In the 17th century was founded a settlement of Opaleń (historically also known as Opalin). One of the oldest known records of its name come from 1686. Its exact location has shifted throughout centuries, and by 19th century, it was placed in the southern portion of the current area of Radiowo.

The village of Gać, located within the central portion of the present area of Radiowo, was founded in the 18th century, in the form of a linear settlement centred on Arkuszowa Street. The oldest known written records of its existence date to 1789. The village was most likely a landed estate owned by the nearby village of Górce. It is evident in its names recorded at the time, including Gorczewska Gaca in 1793, and Gać Górcowska in 1794, both referencing Górce. Around 1818, Gać became property of the nearby settlement of Opaleń.

In 1827, Gać had a population of 40 people in 3 households, and in 1921, it had a population of 356 people.

Between 1922 and 1923, several base transceiver station towers of the broadcast station of the Transatlantic Radiotelegraph Exchange were built to the south of Gać. During the Second World War, on 16 January 1945, they were destroyed by retreating German forces.

On 20 October 1933, there was formed the gromada (village assembly) of Gać in the gmina (municipality) of Młociny. It included villages of Gać and Gać-Floriany, and a settlement of Opaleń.
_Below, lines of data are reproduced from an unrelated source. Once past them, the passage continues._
PR #9510, opened 2018-09-10
Update tokio-uds

tomaka:
tokio-uds 0.1 doesn't compile on Android anymore.
Updates to tokio-uds 0.2.

I've said it before, but it would be really nice to detect the moment the build breaks, and not later.

cc @General-Beck

### DIFF
--- a/Cargo.lock
+++ b/Cargo.lock
@@ -1788,7 +1788,7 @@ dependencies = [
 [[package]]
 name = "mio-named-pipes"
 version = "0.1.6"
-source = "git+https://github.com/alexcrichton/mio-named-pipes#57a6298769fce2c66531d4085bdaf8c48ce64bce"
+source = "git+https://github.com/alexcrichton/mio-named-pipes#2072ae0de5b3632dbb065fcd9c8be6c6a2fc39ae"
 dependencies = [
  "log 0.4.4 (registry+https://github.com/rust-lang/crates.io-index)",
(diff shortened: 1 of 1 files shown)


tomaka:
All I did was `cargo update -p parity-tokio-ipc` :confused:

tomaka:
This is in fact the JSON-RPC crate not compiling anymore.

tomusdrw:
You need to use a different branch of `parity-tokio-ipc` and only bump the uds stuff. `parity-tokio-ipc` git master branch have migrated to use latest `tokio` while rest of parity stack doesn't so we shouldn't really update yet. Plus it has a different API that is not supported in `jsonrpc`.

ordian:
Note, that `parity-tokio-ipc` [pinned revision](https://github.com/paritytech/jsonrpc/pull/311) still depends on `tokio-uds ` version `0.1`, and its master has quite a few breaking changes, so the migration might be quite involved.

In March 1938, Gać was renamed to Radiowo.

On 15 March 1951, Radiowo and the surrounding area were incorporated into the nearby city of Warsaw.

In 1997, the city district of Bielany was divided into several areas of the City Information System, with Radiowo becoming one of the.

== Location and administrative boundaries ==
Radiowo is a neighbourhood, and an area of the City Information System, located in the city of Warsaw, Poland, within the south-western portion of the district of Bielany. To the north its border is determined by Loteryjki Street, Wólczyńska Street, and Rokokowa Street; the east, by Nocznickiego Street, and it the line to the south to Esej Street, and around the area of the Fort II; to the south, by Kampinoska Street, and Księżycowa Street; and to the west, by Estrady Street.

It borders Huta, Placówka, Wólka Węglowa to the north, Chomiczówka, and Wawrzyszew to the east, Lotnisko to the south, and the municipality of Izabelin. Its southern boundary forms the border of the district of Bielany, bordering Bemowo, and its western boundary forms the border of the city of Warsaw, bordering the Warsaw West County.